ConocoPhillips to Split Into Two Companies

July 14, 2011
After the separation is completed in 2012, CEO Jim Mulva will retire.

The board of directors of ConocoPhillips has approved a plan to separate the firm into two publicly traded energy companies.

The oil giant will turn its refining and marketing business and exploration and production business into two standalone corporations "via a tax-free spin of the refining and marketing business to ConocoPhillips shareholders," the company said in a news release.

"Following the completion of the proposed separation, ConocoPhillips will be a large and geographically diverse pure-play exploration and production company with strong returns and investment opportunities," the company said.

Houston-based ConocoPhillips, which has 29,600 employees, hopes to complete the separation in the first half of 2012.

When the split is complete, Chairman and CEO Jim Mulva plans to retire.

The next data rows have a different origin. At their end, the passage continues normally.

Issue #413, opened 2020-06-23
Bottom panel interactivity


nicholas-eden:
There's lots of things that can be done for the bottom panel:

- Fill the health and mana with a red/blue circle based on a percent input
- Trigger respective panels (or just log) when the user clicks on the buttons

essial:
This auto-closed. Re-opening as there is much to do.

essial:
#436

Natureknight:
Can we close this one?

essial:
We can, it seems to work well now!

PR #418, opened 2020-06-23
Handles Click and Hovers on most game control elements (#413)

malavv:
Creates a new type of "Actionable" which includes most of the bottom
bar elements. Then handles both "Click" and "Hover" into a separate
handler function.

At the moment, hover does nothing but routes correctly. Click logs
the corresponding actionable.

Known issues:
  - Not capturing button press on click (meaning player will move).
  - Basic touch detection, could be a more fancy QuadTree like struct.
  - Since the visual frames used are not just the actionable, the actual
    x, y coordinates of the actionable need to be entered statically. Changes
    in resolution would probably affect this.

### DIFF
--- a/d2game/d2player/game_controls.go
+++ b/d2game/d2player/game_controls.go
@@ -39,28 +39,28 @@ type GameControls struct {
 	FreeCam       bool
 
 	// UI
-	globeSprite     *d2ui.Sprite
-	mainPanel       *d2ui.Sprite
-	menuButton      *d2ui.Sprite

Mulva, though, will lead the efforts to separate the company.

"The work to determine the detailed allocation of assets and liabilities, the management and governance of the companies, and the mechanics of completing the separation will begin immediately," the company said.

As a separate company, ConocoPhillips' refining and marketing business "will be a leading pure-play independent refiner with a competitive and diverse set of assets."

"Under the contemplated plan, both companies will be well positioned with financial strength and flexibility and experienced management teams committed to continued value creation," the company said.

The proposed separation of ConocoPhillips into two companies does not require a shareholder vote, the company noted, but it will need approval from the federal government and final approval from the board of directors.

Houston-based ConocoPhillips planned to hold a conference call at 8:30 a.m. EDT today.